Para la mitad de la segunda semana, las heridas del cuerpo de Isidoro habían desaparecido casi por completo. Los cortes sanaron y los hematomas se desvanecieron todos, a excepción del más grande, el que tenía a un costado del torso. La unica herida que seguía siendo de cuidado era la que tenía en el brazo con las suturas.

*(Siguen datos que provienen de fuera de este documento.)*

PR #3, opened 2015-07-25
prefix category methods

### LINKED ISSUE #1: Category methods should be prefixed
In order to avoid possible name collisions, category methods on Objective-C objects should be prefixed: [https://developer.apple.com/library/ios/documentation/Cocoa/Conceptual/ProgrammingWithObjectiveC/CustomizingExistingClasses/CustomizingExistingClasses.html](source) via [http://nshipster.com/namespacing/](NSHipster). Instead of:

```objc
[imageView setUpdateWithProgress:YES];
```

it should be:

```objc
[imageView pin_setUpdateWithProgress:YES];
```

ZevEisenberg:
Closes #1 

I don't know much about Appledoc, so you'll probably want to confirm that I generated the docs correctly.


garrettmoon:
Thanks so much for doing this! I'll take a look at getting it merged in on Monday :)

ZevEisenberg:
Resolved merge conflicts. The `testEarlyReturn` is currently failing on my machine, but I'm not sure if I caused it. See #5

jparise:
@ZevEisenberg tests appear to be running fine here (at master).

garrettmoon:
Yup, looking into Travis CI today. I'll also take a look at that test to make sure there aren't race conditions that could be causing it to fail for you locally and not us :)

ZevEisenberg:
Definitely worth checking. I was on a slow connection when I was working on it before, so that could have affected the test.

garrettmoon:
Hmm, I think I pushed up some stuff that created conflicts, I'll look into resolving them when I get to testing this out :)

ZevEisenberg:
Just need to run `pod install`. I'll take care of it.

garrettmoon:
You'll need to rebase against master to get the Travis build to work :D

ZevEisenberg:
I did the thing :zap:

ZevEisenberg:
You might want to prefix the methods in the blog post, as well. I would, but I can't submit a PR.

garrettmoon:
Ha! Yes :)

Pod/Classes/Image Categories/FLAnimatedImageView+PINRemoteImage.m
```diff
@@ -10,92 +10,92 @@
...
 }
 
-- (BOOL)updateWithProgress
+- (BOOL)pin_updateWithProgress
 {
     return [PINRemoteImageCategoryManager updateWithProgressOnView:self];
 }
 
-- (void)setUpdateWithProgress:(BOOL)updateWithProgress
+- (void)setPin_updateWithProgress:(BOOL)updateWithProgress
```
garrettmoon: Shouldn't this be pin_setUpdateWithProgress?

garrettmoon:
Thanks again for this, if you can address the above comment I'll click the merge button :)

Pod/Classes/Image Categories/FLAnimatedImageView+PINRemoteImage.m
ZevEisenberg: Not if you want dot syntax to work.

garrettmoon: That's what I was wondering, but then I looked at the others and they didn't match the pattern. Now I see this is the only one declared as a property. I swear I wrote this thing ;)

garrettmoon:
Thanks so much again!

Freddy lo había estado ayudando con el ungüento, asegurándose de echarle en todas las heridas antes de irse a trabajar. También, para sorpresa y ternura de Isidoro, había estado mandándole mensajes para recordarle tomarse los medicamentos. De cierta forma, era algo chistoso pensar en todo el esmero que ambos estaban poniendo en que Isidoro sanara rápido, sabiendo perfectamente lo que harían una vez el oficial obtuviera el visto bueno de la doctora para volver a su vida normal.

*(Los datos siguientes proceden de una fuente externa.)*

PR #7, opened 2015-07-26
fix(imports): change to module imports where relevant

jaredsinclair:


jparise:
Thanks, @jaredsinclair!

Desde la noche en que Isidoro insistió en que Freddy durmiera en la cama, los dos policías empezaron a dormir juntos. Había sido una transición natural, sin que Isidoro tuviera que pedirle nada al comisario.
La rutina de ambos se había convertido en algo bastante parecido a lo que tendría una pareja. Aunque no tenían ninguna relación formal y ninguno de los dos había hablado sobre sus sentimientos por el otro, se sentían bastante cómodos en la nueva confianza que habían adquirido luego la noche que pasaron juntos.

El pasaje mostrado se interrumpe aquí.